Aim of the exercise >>
Whenever a line in the data holds the string "checks", copy that line.

━━━━━ Records provided ━━━━━

PR #1144, opened 2016-07-21
Show the airbrake ID to end-users for easier debugging

grosser:
Loads airbrake and insert middleware on staging/production

screen shot 2016-07-21 at 11 31 12 am

To test locally:
 - set AIRBRAKE_API_KEY
 - remove if staging/production checks in application.rb
 - uncomment config.development_environments
 - raise an exception in a controller
 - set config.consider_all_requests_local = false

@zendesk/samson 

users without airbrake account will see a login message ... but I think that's fine and not crazy confusing but gives us the great benefit of being able to click right through to the backtrace

### DIFF
--- a/config/initializers/airbrake.rb
+++ b/config/initializers/airbrake.rb
@@ -1,8 +1,10 @@
 from_cap = !defined?(Rails)
-if from_cap || Rails.env.staging? || Rails.env.production?
-  require 'airbrake'
+if from_cap || defined?(Airbrake)
   Airbrake.configure do |config|
     config.api_key = ENV['AIRBRAKE_API_KEY']
+    config.user_information = # replaces <!-- AIRBRAKE ERROR --> on 500 pages
+      "<br/><br/>Error number: <a href='https://airbrake.io/locate/{{error_id}}'>{{error_id}}</a>"
+    # config.development_environments = ['test'] # uncomment to report in development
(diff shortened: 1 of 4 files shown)


config/initializers/airbrake.rb
```diff
@@ -1,8 +1,10 @@
 from_cap = !defined?(Rails)
-if from_cap || Rails.env.staging? || Rails.env.production?
-  require 'airbrake'
+if from_cap || defined?(Airbrake)
   Airbrake.configure do |config|
     config.api_key = ENV['AIRBRAKE_API_KEY']
```
irwaters: Add AIRBRAKE_API_KEY to env.example?

irwaters:
looks good other than the docs note.  not sure if tests are required etc...

👍

config/initializers/airbrake.rb
grosser: good idea!

grosser:
we don't have the middlewares setup in integration, so it's not very well testable ... tried it and the integration test did not even render the 500 page, but raised ... so I don't know how to test this ...

irwaters:
it won’t break anything I’m guessing, worst case would be some funny UI
stuff (asking for login as you point out).  I don’t think it’s necessary
(IMHO).

PR #1145, opened 2016-07-21
PAAS-278 Show an example YAML file for a project they can copy/paste

grosser:
@zendesk/paas


grosser:
screen shot 2016-07-21 at 1 10 05 pm

grosser:
screen shot 2016-07-21 at 1 33 48 pm

plugins/kubernetes/app/views/kubernetes/roles/example.html.erb
```diff
@@ -0,0 +1,69 @@
...
+      project: <%= project_label %>
+      role: app-server
+  strategy:
+    type: RollingUpdate
+  template:
+    metadata:
+      name: <%= project_label %>-app-server
+      labels:
+        project: <%= project_label %>
+        role: app-server
```
jonmoter: Could you add some example annotations here for secrets, with a comment on how they can be used?

jonmoter:
Thanks!  👍

PR #1146, opened 2016-07-22
update dependencies, refactor dockerfile

sandlerr:
cc @zendesk/samson @grosser 

The Rails changes are quite small

### Risks
- [low] deploy failures due to changed javascript libs


Dockerfile
```diff
@@ -1,38 +1,36 @@
...
 
 # Mostly static
-ADD config.ru /app/
-ADD Rakefile /app/
-ADD bin /app/bin
-ADD public /app/public
-ADD db /app/db
-ADD .env.bootstrap /app/.env
-ADD .ruby-version /app/.ruby-version
+COPY config.ru /app/
```
grosser: does the same, right ?

grosser:
👍

Dockerfile
sandlerr: `ADD` can be surprising because it will decompress tarballs into the layer. [`COPY` is preferred](https://docs.docker.com/engine/userguide/eng-image/dockerfile_best-practices/#/add-or-copy)

PR #1148, opened 2016-07-22
Additional checks for a valid pull request

anthonywoo:
When using [samson review] - we're inspecting github `pull_request` events. However - we would sometimes get multiple deploys with the same `sha`.

screen shot 2016-07-22 at 11 39 59 am

This happens because github will send a pull request event to samson if the pr description gets updated, if someone adds a label, and much more. 

We only want samson to trigger a deploy when there is a new code push, or if someone explicitly adds the text [samson review]. To achieve this - the only events we will now consider are:  `opened`, `edited` or `synchronized`. In addition, if it's an edit event - we'll make sure the previous description did not have `[samson review]` in the description.

/cc @zendesk/samson @mwerner 

### Tasks
 - [x] :+1: from team

### Risks
- Level: Low. Samson could potentially not deploy the pull requests we expect

### DIFF
--- a/app/models/changeset/pull_request.rb
+++ b/app/models/changeset/pull_request.rb
@@ -50,7 +50,7 @@ class Changeset::PullRequest
   # should only be when the edit is related to adding the text [samson review]
   def self.valid_webhook?(params)
     data = params['pull_request'] || {}
-    action = params.fetch('github').fetch('action')
+    action = params.dig('github', 'action')
     return false unless data['state'] == 'open' && (VALID_ACTIONS.include? action)
 
     if action == 'edited'
--- a/app/models/changeset/pull_request.rb
+++ b/app/models/changeset/pull_request.rb
@@ -16,6 +16,12 @@ class Changeset::PullRequest
 
   # Matches "VOICE-1234" only
   JIRA_CODE = /(?<=#{PUNCT}|^)(#{CODE_ONLY})(?=#{PUNCT}|$)/
+
+  # Github pull request events can be triggered by a number of actions such as 'labeled', 'assigned'
+  # Actions which aren't related to a code push should not trigger a samson deploy.
+  # Docs on the pull request event: https://developer.github.com/v3/activity/events/types/#pullrequestevent
+  VALID_ACTIONS = ['opened', 'edited', 'synchronized'].freeze
+
   # Finds the pull request with the given number.
   #
   # repo   - The String repository name, e.g. "zendesk/samson".
@@ -38,9 +44,19 @@ class Changeset::PullRequest
     new(project.github_repo, data)
   end
 
+  # Webhook events that are valid should be related to a pr code push or someone adding [samson review]
+  # to the description. The actions related to a code push are 'opened' and 'synchronized'
+  # The 'edited' action gets sent when the PR description is edited. To trigger a deploy from an edit - it
+  # should only be when the edit is related to adding the text [samson review]
   def self.valid_webhook?(params)
     data = params['pull_request'] || {}
-    return false unless data['state'] == 'open'
+    action = params.fetch('github').fetch('action')
+    return false unless data['state'] == 'open' && (VALID_ACTIONS.include? action)
+
+    if action == 'edited'
+      previous_desc = params['github']['changes']['body']['from']
+      return false if previous_desc =~ WEBHOOK_FILTER && data['body'] =~ WEBHOOK_FILTER
+    end
 
     !(data['body'] =~ WEBHOOK_FILTER).nil?
   end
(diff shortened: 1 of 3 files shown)


app/models/changeset/pull_request.rb
```diff
@@ -40,11 +40,20 @@ def self.changeset_from_webhook(project, params = {})
 
   def self.valid_webhook?(params)
     data = params['pull_request'] || {}
-    return false unless data['state'] == 'open'
+    return false unless data['state'] == 'open' && valid_action?(params['github']['action'])
+
+    if params['github']['action'] == 'edited'
```
grosser: `action = params['github']['action']` to reuse it ... maybe even 
`params.require(:github).require(:action)` for nicer errors

app/models/changeset/pull_request.rb
```diff
@@ -40,11 +40,20 @@ def self.changeset_from_webhook(project, params = {})
...
+      previous_desc = params['github']['changes']['body']['from']
+      return false if previous_desc =~ WEBHOOK_FILTER && data['body'] =~ WEBHOOK_FILTER
+    end
 
     !(data['body'] =~ WEBHOOK_FILTER).nil?
   end
 
+  def self.valid_action?(action)
+    ['opened', 'edited', 'synchronized'].include? action
```
grosser: extract into VALID_ACTIONS ... and then .include? on it ?

test/models/changeset/pull_request_test.rb
```diff
@@ -41,6 +41,40 @@
...
+          state: 'open',
+          body: 'pr description [samson review]'
+        },
+        github: {
+          action: 'opened'
+        }
+      }.with_indifferent_access
+    end
+
+    it "is not valid if the github action is labeled" do
```
grosser: would be nice to have more user-level description like `is invalid for a PR that had its label changed`

app/models/changeset/pull_request.rb
grosser: some comment here on why we ignore some actions could be helpful for future archeologists

app/models/changeset/pull_request.rb
```diff
@@ -40,11 +40,20 @@ def self.changeset_from_webhook(project, params = {})
 
   def self.valid_webhook?(params)
```
grosser: comments here on why/what we ignore would also be helpful

grosser:
code looks ok ... just needs more docs :)

app/models/changeset/pull_request.rb
mwerner: It might be worthwhile to either put this `include?` in the `valid_webhook?` method or move the `data['state'] == 'open'` check here. Not sure we're getting a lot of benefit out of moving the single `include?` call into its own method

app/models/changeset/pull_request.rb
```diff
@@ -38,9 +44,19 @@ def self.changeset_from_webhook(project, params = {})
...
   end
 
+  # Webhook events that are valid should be related to a pr code push or someone adding [samson review]
+  # to the description. The actions related to a code push are 'opened' and 'synchronized'
+  # The 'edited' action gets sent when the PR description is edited. To trigger a deploy from an edit - it
+  # should only be when the edit is related to adding the text [samson review]
   def self.valid_webhook?(params)
     data = params['pull_request'] || {}
-    return false unless data['state'] == 'open'
+    action = params.fetch('github').fetch('action')
```
sandlerr: we just moved to ruby 2.3, so you can use [this](http://ruby-doc.org/core-2.3.0_preview1/Hash.html#method-i-dig) if you like

anthonywoo:
💇 Updated PR description with why we're only looking at certain PR events now

@mwerner @grosser

grosser:
👍

mwerner:
+1

app/models/changeset/pull_request.rb
```diff
@@ -38,9 +44,19 @@ def self.changeset_from_webhook(project, params = {})
...
+  # The 'edited' action gets sent when the PR description is edited. To trigger a deploy from an edit - it
+  # should only be when the edit is related to adding the text [samson review]
   def self.valid_webhook?(params)
     data = params['pull_request'] || {}
-    return false unless data['state'] == 'open'
+    action = params.dig('github', 'action')
+    return false unless data['state'] == 'open' && (VALID_ACTIONS.include? action)
+
+    if action == 'edited'
+      previous_desc = params['github']['changes']['body']['from']
```
sandlerr: nitpick: you can also `dig` this value although it won't crash if one of the nested hashes is unexpectedly `nil` - depends on the behaviour you prefer

PR #2112, opened 2017-06-29
SAMSON-358 do not fail to list keys if some vault servers are unresponsive

grosser:
previously if a single vault server was down/unresponsive .keys would fail
and everything would stop working, now we still send the error to Airbrake but
continue executing

https://zendesk.airbrake.io/projects/95346/groups/1958152296001382773


grosser:
yep, everything that is specific to a single group should fail/block ...
otherwise we get into weird scenarios ... this already is kinda shady since
it will look like some keys are missing ... but it beats making everything
fail :(

PR #2126, opened 2017-07-08
replace docker image building via gem with shellout

grosser:
also make all credentials available during build phase

@jonmoter @irwaters POC ... need some sanity check ...

I guess switching home is not an option ... so need to find something better for temp credentials ...
guess we cold just use `docker login` so the deploy user stays logged in ...

### DIFF
--- a/app/models/docker_builder_service.rb
+++ b/app/models/docker_builder_service.rb
@@ -1,5 +1,6 @@
 # frozen_string_literal: true
 require 'docker'
+require 'shellwords'
 
 class DockerBuilderService
   DIGEST_SHA_REGEX = /Digest:.*(sha256:[0-9a-f]+)/i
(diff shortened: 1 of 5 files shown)


app/models/docker_builder_service.rb
```diff
@@ -8,21 +9,19 @@ class DockerBuilderService
...
-
-      docker_image =
-        Docker::Image.build_from_tar(tarfile, docker_options, Docker.connection, credentials_to_pull) do |chunk|
-          output.write_docker_chunk(chunk)
-        end
-      output.puts('### Docker build complete')
+  def self.build_docker_image(dir, output)
+    TerminalExecutor.new(output).execute!(
+      "cd #{dir.shellescape}",
+      *local_docker_login,
```
jonmoter: Might need to be careful about echo'ing out registry credentials, which are secrets.

app/models/docker_builder_service.rb
```diff
@@ -8,21 +9,19 @@ class DockerBuilderService
...
+      "docker build ."
+    ) && output.to_s[/Successfully built (\S+)/, 1]
```
jonmoter: Previously, `build_docker_image` returned a docker image (or maybe the id of the docker image). So we'll need to add some logic to watch stdout and try to extract the id of the image.

app/models/docker_builder_service.rb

━━━━━

Task response >>
 - remove if staging/production checks in application.rb
Additional checks for a valid pull request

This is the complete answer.